1 in my ears milk is still milk

she beckons me to the window
down second avenue a jackhammer breaks pavement

                       Herr, lehre doch mich
                             
(make me to know the measure)
she's not very good at the piano
her hands break resonance
                       lengthen and widen, she says
                       let your diaphragm support your voice
beckons me to the window
listen! she says, what do you hear?
                      i hear a hackhammer,
i tell her
her blue eyes break across my face
listen! she tells me, listen under the noise
                     
inside my ears milk is still milk
                      nectar is not yet honey in my throat
let's sing the Brahms, i beg you
which Brahms?
from the Requiem: the baritone solo: do you have it?
yes. all right. here.
are you ready?
                     
(make me to know the measure of my
                      days on earth, to consider my frailty)
Jim Agee used to stand right there
and sing this
                      James Agee loved Brahms?
he loved that solo
                      he was a baritone?
yes
                     
(to consider my frailty, that I must
                      perish)
what do you hear, Son?
                      i don't hear anything
yes .... and what does it sound like?
                     
inside my ears, nectar is not yet honey

2 matthias alexander in free space

                      i'm stretched on a body-long table
                      learning use of my self
lengthen and widen, says Frank Ottiwell
you're no longer on this table – are you ready?
you're floating in space –
now, rise!
                      i'm clumsy,
i mutter to myself
                      i'm a lump on this table: but Frank
                      leads energies through me,
                      space inside me is not separate
                      from space outside me, we
                      flow together, my limbs are currents
                      in an ongoing magnetic field
what do you hear?
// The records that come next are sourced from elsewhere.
PR #224, opened 2021-11-10
Fix thread-safety for concurrent uncached calls

jeremyevans:
This updates the sentinel after updating the cache, and check the sentinel before checking the cache.  Otherwise, if there are two concurrent calls for an uncached value in separate threads, a thread-safety issue is possible:

1. Thread 1 sets sentinel value to true
2. Thread 2 gets cached value (nil is not set)
3. Thread 2 checks sentinel value (is true)
4. Thread 2 returns nil instead of correct value
5. Thread 1 sets cached value

This changes the behavior so that in the case of concurrent calls for an uncached value, the original method is called twice instead of in invalid value being returned.

This change may negatively affect performance for cached calls, I haven't benchmarked or tested this.

**Before merging:**

I'll leave the before merging changes to the maintainers if they choose to accept this.

### DIFF
--- a/CHANGELOG.md
+++ b/CHANGELOG.md
@@ -6,8 +6,8 @@ The format is based on [Keep a Changelog](https://keepachangelog.com/en/1.0.0/),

Gladys asks me
what does nothing sound like?
                      i can't hear anything,
i insist
that's right, she assures me, and what
does it sound like? that not anything,
that no-hum?
                     
her eyes break across my blindness
                      frozen waves seeing me, cutting
                      with birthing pain, teaching me to see,
                      to hear
(show me the measure of my days on earth
to contemplate my weakness
that i must die)
                      Tom Wolfe and Jim Agee sat right there
                      they'd sit for hours on that sofa
                      drinking and talking into the night
what'd they talk about, Gladys?
                     oh, Son, i don't remember....everything!
                    
they were on fire with what they knew –
                     their writing – they both were southerners
                     who were more than southerners
lengthen and widen,
she says,
you move free in space, you're
taller than you know
                     
(that i must perish)

3 with perfect sweetness, fury

(o then what do i want for?)
                      Julia Wolfe does not tell me i'm
                      sleeping in Ben's tubercular bed
                      in the Old Kentucky Home
She shows me her photograph album
Tom Wolfe's young face, angry outthrust lower lip
and the face following – Beethoven's
all those decades sooner, woke fresh inside him
Jim Agee's fury! fury! fury!
sounding Emerson's sweetness in the midst of the crowd
independent in the jackhammer's jaws
                      Tom was the only one in our family
                      who made a living without working
his mother bends to pull grass off his Asheville grave
pulls hair off the body of the fallen giant
honey working with worms in the heart of the skull
                      (for the righteous souls are in the hands of
                      pain nor grief shall nigh them come)
mothers speak together on the telephone
Julia Wolfe and Delia Inman, lengthen and
widen,
from livingroom Wilmington to
pay telephone in the Asheville dark hall, from'
North Carolina to New York City
listen! what do you hear, Son?
                      they sat on this sofa and talked for hours
made a living without working
                      aumsound
in the jackhammer
                      down pistonrods of that terrible locomotive
                      silence of fury
                      (make me to know)
(that i must perish)
                      yogurt in arms of milk
                      her hands on the piano, her fingers
               break on the ribs of Brahms
                      (my hope is in Thee)
(all flesh is as grass Judy Leibowitz
lengthen and widen Frank from New York to
San Francisco in free space flower thereof
decayeth we shall not all)
                      Michael McClure et resurrexit!
                      under Frank Ottiwell's alexander hands
                      Beethoven's outthrust lip
                      in the face of young Tom Wolfe
                      (the leaf withereth, but they
                      shall come rejoicing)
Gladys is dead, Judy calls me
her heart went into fibrillation
jackhammer down the street nectar in teeth of bees
                      aumsound in the jaws of Brahms
                      (all flesh withereth like grass shall
                      not all sleep)
for hours on that sofa, talking
                     
(trumpet shall sound, and the dead
                      shall all be raised)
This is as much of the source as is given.